D: Design and delivery of training
During training, important considerations involve training design and in particular the selection of an instructional strategy that can deliver the training experience necessary to achieve targeted learning objectives. The emerging trend in this realm is a more learner-centered approach. It initially started as programmed instructions which are step-by-step guidance and adjustment to individual needs. As jobs have grown increasingly complex and dynamic, it is crucial to develop adaptive expertise, or competencies that are specialized but flexible enough to be generalized to new problems and situations. Active and experiential learning became the results of the trend. By shaping the nature of instruction, influencing trainee’s motivational orientation, helping trainees to manage their emotions, and active learning interventions can influence trainee’s cognitive, motivational, and emotional self-regulatory processes and enhance their learning and adaptive performance. Here are some good active learning approaches:
- Error management training: it is more effective for adaptive transfer than analogical transfer
- Mastery training
- Guided exploration
- Exploratory learning and error framing: it had a positive effect on trainee’s performance, in particular their adaptive transfer and these interacted with cognitive ability and dispositional goal orientation
- Emotion-control: it did not have direct impact on trainee’s performance but did reduce their state anxiety
E: Evaluation of training
Evaluation is necessary and critical for effective training programs. However, evaluation continues to be one of the most neglected aspects of the training process and only 43% of CLOs are satisfied with the evaluation. It provides input for determining whether a program should be retained and identifying changes that can be made to improve current and future programs. There are several types of evaluation. First, a formative evaluation, which occurs throughout the training design and training process, would identify weaknesses in learning objectives, training materials, or methods with the goal of developing solutions during training design and development. In contrast, summative evaluation is to evaluate the effectiveness of completed training interventions with the goal of providing suggestions about their use. It can be further classified into short-term and long-term outcome evaluation on identifying individual and organizational training outcomes and supports decision-making for future training and development investments.

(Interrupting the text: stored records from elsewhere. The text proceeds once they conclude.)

PR #1429, opened 2017-10-26
Look at the charset of the content type of the handle to determine the encoding for io.TextIoWrapper

BioGeek:
This pull request addresses issue #1402.

I think the root cause is as follows: 

-  the handle that `Entrez.efetch` returns under Python 3 is a `io.TextIOWrapper` object.
- `io.TextIOWrapper`  has [an optional argument `encoding` ](https://docs.python.org/3/library/io.html#io.TextIOWrapper). It defaults to [`locale.getpreferredencoding(False)`](https://docs.python.org/3/library/locale.html#locale.getpreferredencoding).
 - the encoding by NCBI of the record is in `utf-8` (we presume).
- If the `locale.getpreferredencoding(False)` of the user is not equal to `utf-8`, we get `UnicodeDecodeErrors`.

In the case that the record returned by NCBI is in XML format, then we can determine the encoding from the first line of the XML. But how do we determine the encoding of a record returned in text format?

Some digging in the code revealed that, in the function [`_binary_to_string_handle(handle)`](https://github.com/biopython/biopython/blob/1d22a21e238dd6b82e597325acb256a5a60f8def/Bio/_py3k/__init__.py#L99) , the `handle` is a [`http.client.HTTPResponse`](https://docs.python.org/3/library/http.client.html#http.client.HTTPResponse) object. This has a `headers` attribute which is a [`HTTPMessage`](https://docs.python.org/3/library/email.compat32-message.html#email.message.Message) object.  In our case, it has the following Content-Type:

`('Content-Type', 'text/plain; charset=UTF-8')`

So, this pull request looks at the charset of the content type of the handle to determine the encoding. If no `headers`attribute is found, it falls back to the default behaviour and uses  `locale.getpreferredencoding(False)`.

----

``CONTRIB.rst`` files.


BioGeek:
Note: all tests pass, but the file where I added an extra test, [`test_Entrez_online.py`, is skipped because internet is not available](https://ci.appveyor.com/project/biopython/biopython/build/0.0.448/job/j9bb69gmu2ru47rm#L880).

And apologies for pushing from the master branch. Next time I'll make a proper branch.

Bio/_py3k/__init__.py
```diff
@@ -94,11 +94,16 @@ def _is_int_or_long(i):
...
 
     import io
+    import locale
 
     # Python 3.4 onwards, the standard library wrappers should work:
     def _binary_to_string_handle(handle):
         """Treat a binary (bytes) handle like a text (unicode) handle."""
-        wrapped = io.TextIOWrapper(io.BufferedReader(handle))
+        try:
+            encoding = handle.headers.get_content_charset()
```
peterjc: I would add a comment here that you are checking the HTML headers which would be present if this was a network handle. Without context I find this is hard to understand.

peterjc:
This looks good - the test coverage has dropped ever so slightly because you've added code which does not get tested on TravisCI/AppVeyor where we deliberately do not run the online tests.

peterjc:
Looks good in local testing on the mac, here with the old code your new test fails in a non-UTF8 locale like ``C`` (ASCII only):

```
$ LANG=C python3 test_Entrez_online.py
test_ecitmatch (test_Entrez_online.EntrezOnlineCase)
Test Entrez.ecitmatch to search for a citation ... ok
test_efetch_biosystems_xml (test_Entrez_online.EntrezOnlineCase)
Test Entrez parser with XML from biosystems ... ok
test_efetch_gds_utf8 (test_Entrez_online.EntrezOnlineCase)
Test correct handling of encodings in Entrez.efetch ... ERROR
test_efetch_taxonomy_xml (test_Entrez_online.EntrezOnlineCase)
Test Entrez using a integer id - like a taxon id ... ok
test_egquery (test_Entrez_online.EntrezOnlineCase)
Test Entrez.egquery which searches in all Entrez databases for a single text query ... ok
test_elink (test_Entrez_online.EntrezOnlineCase)
Test Entrez.elink with multiple ids, both comma separated and as list ... ok
test_epost (test_Entrez_online.EntrezOnlineCase)
Test Entrez.epost with multiple ids, both comma separated and as list ... ok
test_espell (test_Entrez_online.EntrezOnlineCase)
Test misspellings with Entrez.espell ... ok
test_medline_from_url (test_Entrez_online.EntrezOnlineCase)
Test Entrez into Medline.read from URL ... ok
test_parse_from_url (test_Entrez_online.EntrezOnlineCase)
Test Entrez.parse from URL ... ok
test_read_from_url (test_Entrez_online.EntrezOnlineCase)
Test Entrez.read from URL ... ok
test_seqio_from_url (test_Entrez_online.EntrezOnlineCase)
Test Entrez into SeqIO.read from URL ... ok
test_webenv_search (test_Entrez_online.EntrezOnlineCase)
Test Entrez.search from link webenv history ... ok
Entrez (Bio)
Doctest: Bio.Entrez ... ok
ecitmatch (Bio.Entrez)
Doctest: Bio.Entrez.ecitmatch ... ok
efetch (Bio.Entrez)
Doctest: Bio.Entrez.efetch ... ok
egquery (Bio.Entrez)
Doctest: Bio.Entrez.egquery ... ok
einfo (Bio.Entrez)
Doctest: Bio.Entrez.einfo ... ok
elink (Bio.Entrez)
Doctest: Bio.Entrez.elink ... ok
esearch (Bio.Entrez)
Doctest: Bio.Entrez.esearch ... ok
espell (Bio.Entrez)
Doctest: Bio.Entrez.espell ... ok
esummary (Bio.Entrez)
Doctest: Bio.Entrez.esummary ... ok

ERROR: test_efetch_gds_utf8 (test_Entrez_online.EntrezOnlineCase)
Test correct handling of encodings in Entrez.efetch
  File "/Users/pc40583/repositories/biopython/Tests/test_Entrez_online.py", line 221, in test_efetch_gds_utf8
    result = handle.read()
  File "/Library/Frameworks/Python.framework/Versions/3.6/lib/python3.6/encodings/ascii.py", line 26, in decode
    return codecs.ascii_decode(input, self.errors)[0]
UnicodeDecodeError: 'ascii' codec can't decode byte 0xe2 in position 342: ordinal not in range(128)

Ran 22 tests in 18.583s

FAILED (errors=1)
```

Then updating to your fix, the new test passes :)

I wonder if for this test method we should explicitly temporarily change the locale to ``C``?

peterjc:
I did wondering if a better fix would be to add an optional encoding argument to ``_binary_to_string_handle``, but this private function is currently only used for network handles (in ``Bio.Entrez``, ``Bio.ExPASy``, ``Bio.KEGG`` and ``Bio.TogoWS``), so as written seems fine. We might perhaps rename this function to indicate it is primarily for network (urllib) handles?

BioGeek:
I have also thought about  temporarily changing the locale inside the test to make more explicit what we are testing, but I wasn't sure of  a proper way to do this.

Changing the name of `_binary_to_string_handle` is fine for me.

peterjc:
Merged, thank you.

If you can find a good what to cleanly change the locale for this one test, that would be worth adding as a new pull request.

PR #1971, opened 2025-04-20
hongbo/view api design

bobzhang:
Note this PR is for discussion.
So here we consider @string.View short lived,

For parameters, always consider @string.View thanks to implicit type conversion
For return type,  the API have two choices:
1. return Self type
2. return String or View based on allocation

The choice one let you express more sharing, the choice two lacks such expressivity.


bobzhang:
cc @Yu-zh 
per discussion offline:

1. String -> String/View
2. View -> View
3. always take View as parameter

PR #1982, opened 2025-04-22
perf(string): optimize `View::find()`

rami3l:


rami3l:
Closed in favor of #1996.

PR #1990, opened 2025-04-23
refactor(immut/map): unify lookup to get

peter-jerry-ye:
We will unify the APIs to: 
- `get` : return `V?`
- `op_get` : return `V` directly

The `lookup` of `immut/hashmap` was just introduced so there's no need for deprecation phase.


hackwaly:
Does `@immut/list.T::lookup` need to rename?

peter-jerry-ye:
> Does `@immut/list.T::lookup` need to rename?

I think it's a difference concept for linear structures and maps.

peter-jerry-ye:
For the `lookup` in `list` where we use `list` as `assoclist`, we will handle that later. One possible solution is to introduce a newtype `type AssocList[K, V] List[(K, V)]`

PR #1993, opened 2025-04-23
Impl Compare for @immut/array, list and priority_queue

### LINKED ISSUE #1177: Missing common traits (Eq, Compare, Hash) impls for most @immut/xxx.T

juliano:
Fixes #1177


bobzhang:
cc @pd4d10 the implementation is correct but the performance could be improved, the priortiy queue comparison allocated a lot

Training is gaining attention and increasing investments by organizations. It will be fruitful for the organization to design training regarding the four emerging trends about training, also known as “TIDE”- Team training, Influence of the training outcome on jobs, design and delivery of training, and evaluation of training. Let’s go with the new training “TIDE” for your organization!
Bell, B. S., & Moore, O. A. (2018). Learning, Training and Development in Organizations: Emerging Trends, Recent Advances and Future Directions. In Ones, D. S., Anderson, N., Viswesvaran, C., & Sinangil, H. K. (Eds.). The SAGE Handbook of Industrial, Work & Organizational Psychology, 2v: Personnel Psychology and Employee Performance; Organizational Psychology; Managerial Psychology and Organizational Approaches. (pp. 215-234). SAGE Publications.